• WHAT YOU SHOULD DO: Give again, word for word, every line below from the one that has "Et/added screenshot to logging documentation" through the one that has "### LINKED ISSUE", both included, and no others.

───── INPUT RECORDS

PR #495, opened 2016-09-28
[WIP] Add utilization calculations

batemapf:
Beginning of what could become robust, Tock-based billable utilization reporting for the org.


batemapf:
An early view...

screen shot 2016-09-28 at 8 04 38 am

batemapf:
I believe the fail on this is due lack of data in the testing DB. Runs and tests fine locally, but I did notice that the app failed when starting up using an empty DB...

tock/employees/models.py
```diff
@@ -1,3 +1,8 @@
+import datetime
+
+from django.db import models
+from django.db.models import Sum
+
 from django.db import models, IntegrityError
```
ccostino: It looks like the first `django.db import models` line here is a duplicate - I'd remove both of these and just add `Sum` to the import statement on line 9 along with `Q` and `Max`.

tock/employees/tests/test_views.py
```diff
@@ -146,7 +146,7 @@ def test_UserFormViewPostForAdmin(self):
         self.assertEqual(response.status_code, 200)
         # Check if data was changed
         # Check that data was changed
-        user_data = UserData.objects.first()
+        user_data = UserData.objects.get(user__first_name='Regular')
```
ccostino: This might cause an issue if more than 1 object exists with the same first name.  I know this is the test database, but we should still be careful with these assumptions and make sure we explicitly return or find a single record.

tock/employees/utils.py
```diff
@@ -0,0 +1,68 @@
...
+
+def get_timecardobjects(user):
+    queryset = TimecardObject.objects.filter(
+        user=user,
+        timecard__submitted=True
+    )
+    queryset = queryset.exclude(
+        project__name='Out of Office'
+    )
+    return queryset
```
ccostino: This method might be better served as a `TimecardObject` manager method instead; see how to [add new manager methods and bind custom managers here](https://docs.djangoproject.com/en/1.10/topics/db/managers/#adding-extra-manager-methods) in the Django docs.

tock/employees/utils.py
```diff
@@ -0,0 +1,68 @@
...
+
+def utilization_by_rp(queryset, date):
+    """Limits TimecardObject queryset to objects that fall within a single
+    ReportingPeriod."""
+    queryset = queryset.filter(
+        timecard__reporting_period__start_date__lte=date,
+        timecard__reporting_period__end_date__gte=date
+    )
+    return queryset
```
ccostino: Ditto for this method about the custom manager methods.

tock/employees/utils.py
```diff
@@ -0,0 +1,68 @@
...
+
+def utilization_by_range(queryset, start_date, end_date):
+    """Limits TimecardObject queryset to objectst that fall within a range of
+    ReportingPeriod objects."""
+    queryset = queryset.filter(
+        timecard__reporting_period__start_date__gte=start_date,
+        timecard__reporting_period__end_date__lte=end_date
+    )
+    return queryset
```
ccostino: Ditto for this method about the custom manager methods.

tock/employees/views.py
```diff
@@ -1,17 +1,22 @@
...
 from django.shortcuts import get_object_or_404
 
 
 from tock.utils import PermissionMixin, IsSuperUserOrSelf
+from .utils import get_last_n_rp, get_rps_in_fy, calculate_utilization, utilization_by_range, get_fy_first_day
 
 from .forms import UserForm
 from .models import UserData
 
+from hours.models import ReportingPeriod, TimecardObject
```
annalee: We're not actually using ReportingPeriod in this file, so we should be able to nix the import.

PR #504, opened 2016-10-04
[WIP] Float API integration

batemapf:
TBD...


batemapf:
Note to self: need to make sure blue/green binds the CUPS holding the Float API key to the app prior to staging.

batemapf:
...opening fresh PR.

PR #1457, opened 2022-05-17
Deploy to tock-staging in staging

mgwalker:
## Description

Currently, staging deployments use the app name `tock` instead of `tock-staging`. The documentation says to use `tock-staging`, and for safety's sake, that's what we'll do. This PR updates the manifest to use `tock-staging`.


cantsin (approved):
LGTM!

PR #1467, opened 2022-08-04
Nmb/snyk rfd

neilmb:
## Description

Snyk identified https://security.snyk.io/vuln/SNYK-PYTHON-DJANGO-2968205 and we need to upgrade Django to at least version 3.2.15. This makes just that change to the Pipfile and locks the new dependencies. The new dependencies are also written out to the vestigial requirements.txt.

### DIFF
--- a/Pipfile
+++ b/Pipfile
@@ -4,7 +4,7 @@ verify_ssl = true
 name = "pypi"
 
 [packages]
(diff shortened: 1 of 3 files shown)


kfoley-18F (approved):
LGTM! 👍

PR #1491, opened 2022-08-31
Change Pipfile to support pyjwt upgrade

JeanMarie-TTS:
## Description

pyjwt is used by cg-django-uaa. Due to s ecurity vulnerability in pyjwt 1,7, we need to upgrade these two packages.

## Additional information

* django test passed
* integration test failed, but it failed even before these changes (tested on an M1 laptop)
*


neilmb:
The Circle CI build is failing because the `Pipfile.lock` is not updated with the changes to the `Pipfile` https://app.circleci.com/pipelines/github/18F/tock/2025/workflows/c92f69bd-093e-49f9-8351-f7481079b665/jobs/7942?invite=true#step-103-29

> Your Pipfile.lock (e6e3a8) is out of date. Expected: (bbe7e5).

Can you run `pipenv lock` and commit the new `Pipfile.lock` as part of this PR?

JeanMarie-TTS:
Committed my local Pipfile.lock to the branch

cantsin:
🤔 can we narrow down the `Pipfile.lock` changes to only these libraries that we are upgrading here (`pyjwt` and `cf-django-ua`)? We're pulling in a lot of other updates because of `*` and I think it's best to try and reduce the update churn here.

JeanMarie-TTS:
Need to discuss our approach to Pipfile. I did the following locally:
`pipenv --rm`
`git checkout main Pipfile`
`git checkout main Pipfile.lock`
`pipenv install --ignore-pipfile`
`pipenv install pyjwt~=2.4`
`pipenv install cg-django-uaa~=2.1.4`
Have not yet committed the changes. But there were other dependencies that got updated in Pipfile.lock as a result of the above commands. So, I'm not sure this is the way to proceed.

cantsin (approved):
LGTM!

doit.sh
```diff
@@ -0,0 +1,12 @@
+docker-compose down
```
cantsin, line 1: Do we want to add this file? Not sure where this came from.

cantsin (changes requested):

neilmb (approved):

cantsin (approved):
LGTM

PR #1501, opened 2022-11-22
upgrade django to 3.2.16

carjug:
## Description

Upgrades Django from 3.2.15 to 3.2.16 to resolve this dependabot security issue: https://github.com/18F/tock/security/dependabot/28


cantsin (approved):
LGTM; looks like `requirements.txt` already has these changes ...

PR #1506, opened 2022-12-30
Cah/1499 update utilization analytics

carjug:
## Description

Adds Weekly Allocation to Utilization Analytics. This includes the addition of two new model fields to the `Timecard` model: `total_weekly_allocation` and `total_allocation_hours` which represent the summed total project allocation % across projects per timecard and the corresponding hours to that percentage respectively. There has also been added calculation methods for each in the `save()` method for the `Timecard` model.

I also modified the displayed Utilization Rate on the Utilization Analytics page to include weekly allocation numbers.

## Additional information
Here is how the new Utilization Analytics will be represented with this PR
Screen Shot 2022-12-30 at 3 36 44 PM


tock/hours/models.py
```diff
@@ -314,6 +319,17 @@ def calculate_target_hours(self):
...
+    def calculate_total_weekly_allocation(self):
+        """
+        Loops through related time card objects and sums total
+        weekly allocation percentage
+        """
+        timecardobjs = self.timecardobjects.all()
+        total_weekly_allocation = 0.00
+        for tco in timecardobjs:
+            total_weekly_allocation += float(tco.project_allocation)
+        return total_weekly_allocation
```
cantsin, line 331: Do we need a test here? Are there any edge cases with DecimalField that we need to account for when summing up? I don't think so but wanted to make sure I wasn't missing something here.

tock/hours/migrations/0066_auto_20221230_1357.py
```diff
@@ -0,0 +1,34 @@
...
+
+
+def calculate_total_weekly_allocation(apps, schema_editor):
+    Timecard = apps.get_model('hours', 'Timecard')
+    timecards = Timecard.objects.all()
+
+    for tc in timecards:
+        timecardobjs = tc.timecardobjects.all()
+        if len(timecardobjs) == 0:
+            continue
```
cantsin, line 14: If the timecard doesn't have any objects then it looks like the default for the new fields is null? I'm not sure what happens in this scenario -- did we want the default to be 0 instead?

cantsin (commented):
Looks great! 🎉 I had some questions, mostly about initial/null values and tests, but I think it's almost ready as-is.

tock/hours/models.py
carjug: I don't believe so, because the default for `project_allocation` is `0.00`

tock/hours/migrations/0066_auto_20221230_1357.py
carjug: Oh yes! let's make the default `0`, good call.

tock/hours/models.py
cantsin: Right you are! Sounds good then, no concerns now.

tock/hours/migrations/0066_auto_20221230_1357.py
cantsin: Great, thanks!

cantsin (approved):
LGTM!

PR #1510, opened 2023-01-05
Remove data migration and add null=true to new timecard model fields …

carjug:
This is a fix to get Tock back into a working state as a stop-gap until we can run the data migration on the Timecard data. (currently working on this)

- Adds `null=True` to new weekly allocation fields on the `Timecard` model.
- Removes prior data migration file


mgwalker (approved):
I don't know the context but the code looks good and I trust your judgement on the rest!

carjug:
Thanks @mgwalker 🎉

PR #1523, opened 2023-01-10
increase memory usage and reduce instances to  deploy

carjug:
## Description
increase memory usage and reduce instances to  deploy data migration


cantsin (approved):
LGTM

PR #1525, opened 2023-01-18
Add weekly allocation hours to csv exports

carjug:
## Description

Include Weekly Allocation Hours in csv exports 

## Additional information

New column called "Weekly Allocation Hours" which corresponds to timecard `total_allocation_hours`


cantsin (approved):
LGTM! Do we have any tests for CSV export?

carjug:
@cantsin yes we do :) they need not be modified for this change because the change gets inherited (as far as I can tell).

PR #1533, opened 2023-01-31
Et/added screenshot to logging documentation

edwintorres:
## Description

Added screenshot of the cloud.gov logging system to the logging documentation, so it's more clear where the query is run.


cantsin (approved):
LGTM!

PR #1564, opened 2023-02-28
Update maintenance page for accessibility

### LINKED ISSUE #1535: Style Tock Maintenance Page for Accessibility
When we need to make production changes to the Tock Database, there is a maintenance app that gets deployed in place of Tock. Currently the app displays a page which is just plain (unstyled) HTML. We should fix this for accessibility reasons.

mgwalker:
## Description

Fixes invalid HTML, adds a `lang="en-US"` attribute to the `html` element, adds a heading element, and adds a `main` element to wrap the contents. There are no more errors or warnings in WAVE.

## Additional information

Closes #1535

### DIFF
--- a/tock/maintenance_page/index.html
+++ b/tock/maintenance_page/index.html
@@ -4,7 +4,10 @@
     <title>Tock - Down for Maintenance</title>
   </head>
   <body>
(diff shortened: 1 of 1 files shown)


cantsin (approved):
❤️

──────────

• EXPECTED ANSWER:
Et/added screenshot to logging documentation

edwintorres:
## Description

Added screenshot of the cloud.gov logging system to the logging documentation, so it's more clear where the query is run.


cantsin (approved):
LGTM!

PR #1564, opened 2023-02-28
Update maintenance page for accessibility

### LINKED ISSUE #1535: Style Tock Maintenance Page for Accessibility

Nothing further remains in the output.